ACTION ITEM: Lines with the word "Pure" are the ones wanted. Copy each of them from the entries below.

SOURCE MATERIAL:
PR #808, opened 2016-07-04
Make node sizes more evenly distributed between min and max.

fisx:
One NTH feature, one issue fix.


fisx:
this approach is problematic because it makes nodes with the same voting power have different sizes.  we should fix that before putting this to use.  (take the median for all nodes of one size?)

PR #831, opened 2016-07-06
Delegation network, again.

### LINKED ISSUE #825: delegation network: show delegatees and delegates of users matching search expressions.
(optionally limit the recursion depth?)

### LINKED ISSUE #827: delegation network: wording in menus.
'*' should be "alle Themen" (there is now only level once we have resolved #826.

fisx:
Fixes #827.  Fixes #825.

The user instructions have changed a bit again:

1. nodes that have hidden edges now look a little transparent so you know you have to click on them.  1. if you click on a node, all direct neighbours are toggled.  you have to keep clicking if you want to see more.
1. if you search for users, you only see matching nodes, but you can see by their transparency which ones to click on.
1. if you click on a node, all neighbors are made visible if and only if there is at least one invisible neighbor.  (before a click changed the visibility of all neighbors to the opposite of an arbitrary neighbor.)

i tried to unfold neighbors during the search, but it didn't work in the time box i had.

### DIFF
--- a/src/Persistent/Pure.hs
+++ b/src/Persistent/Pure.hs
@@ -157,7 +157,7 @@ import Control.Lens
 import Control.Monad.Except (MonadError, ExceptT(ExceptT), runExceptT, throwError)
 import Control.Monad.Reader (MonadReader, runReader, asks)
 import Control.Monad.State (MonadState, gets, put)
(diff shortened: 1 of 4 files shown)


fisx:
ready for review!

andorp:
LGTM

PR #836, opened 2016-07-07
Fix docker commit in travis config.

fisx:


fisx:
@np like this?

fisx:
(got the wrong commit, though...)

PR #838, opened 2016-07-07
Switch to thentos-frontend-session

np:


fisx:
cool, thanks!  now we should start releasing thentos-* on hackage and get rid of the git submodule, but let's do that in another PR.

PR #841, opened 2016-07-07
Delegations on user profile

andorp:
The delegation buttons on profile should work differently if the user opens his/her own profile.

### DIFF
--- a/src/Frontend.hs
+++ b/src/Frontend.hs
@@ -165,7 +165,7 @@ type AulaMain =
   :<|> "admin" :> AulaAdmin
 
        -- delegation network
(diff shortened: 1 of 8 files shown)


src/Frontend.hs
```diff
@@ -165,7 +165,7 @@ type AulaMain =
   :<|> "admin" :> AulaAdmin
 
        -- delegation network
-  :<|> "delegation" :> "edit" :> FormHandler PageDelegateVote
+  :<|> "delegation" :> "edit" :> DScope ::> FormHandler PageDelegateVote
```
fisx: cool.  i totally forgot about this end-point.  (-:

fisx:
thanks!  merging, but note i opened an issue.

Issue #678, opened 2016-06-17
MultiUser can Report itself on the User Profile page.


andorp:
See attached screenshot with user `fazg`

![2016-06-17-122934_1600x900_scrot](https://cloud.githubusercontent.com/assets/3465327/16148094/9ccdb9ec-3487-11e6-95b3-b4ef05fdb33a.png)

![2016-06-17-123024_1600x900_scrot](https://cloud.githubusercontent.com/assets/3465327/16148100/a025eefc-3487-11e6-8dd4-a1b52f61d413.png)

fisx:
this may happen to students with several classes.  some multiple-personalities thing where a student that has a class A can report on all students that have a class other than A.

fisx:
(this is meant by the term "MultiUser" in the title :-)

fisx:
this will be resolved with #828.

andorp:
I would have this opened till we resolve it.

PR #844, opened 2016-07-11
User cannot report himself

andorp:
Fixes: #678

### DIFF
--- a/Makefile
+++ b/Makefile
@@ -2,7 +2,7 @@ SHELL=/bin/bash
 EXEC=`test -d .stack-work/ && echo "stack exec --" || echo "cabal exec --"`
 HLINT=$(EXEC) hlint
 AULA_SOURCES=-isrc -itests -idist/build/autogen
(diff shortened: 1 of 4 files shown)


Makefile
```diff
@@ -2,7 +2,7 @@ SHELL=/bin/bash
 EXEC=`test -d .stack-work/ && echo "stack exec --" || echo "cabal exec --"`
 HLINT=$(EXEC) hlint
 AULA_SOURCES=-isrc -itests -idist/build/autogen
-FULL_SOURCES=$(AULA_SOURCES) -i$(THENTOS_ROOT_PATH)/thentos-frontend-session/src/ $(THENTOS_ROOT_PATH)/thentos-frontend-session/tests/
+FULL_SOURCES=$(AULA_SOURCES) -i$(THENTOS_ROOT_PATH)/thentos-frontend-session/src/
```
fisx: why?

(it's not really that important because i am about to release thentos-frontend-session on hackage and this will go away anyway, but this is one of those changes that could use more documentation.)

andorp: `make test-repl` had a problem, it wanted to load a non-existing directory.

Issue #816, opened 2016-07-05
students should be able to delegate in jury phase, but never after voting phase.


fisx:

fisx:
not sure this is an issue.  what it means, and what we should check we do right:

EXERCISE ANSWER:
--- a/src/Persistent/Pure.hs
+++ b/src/Persistent/Pure.hs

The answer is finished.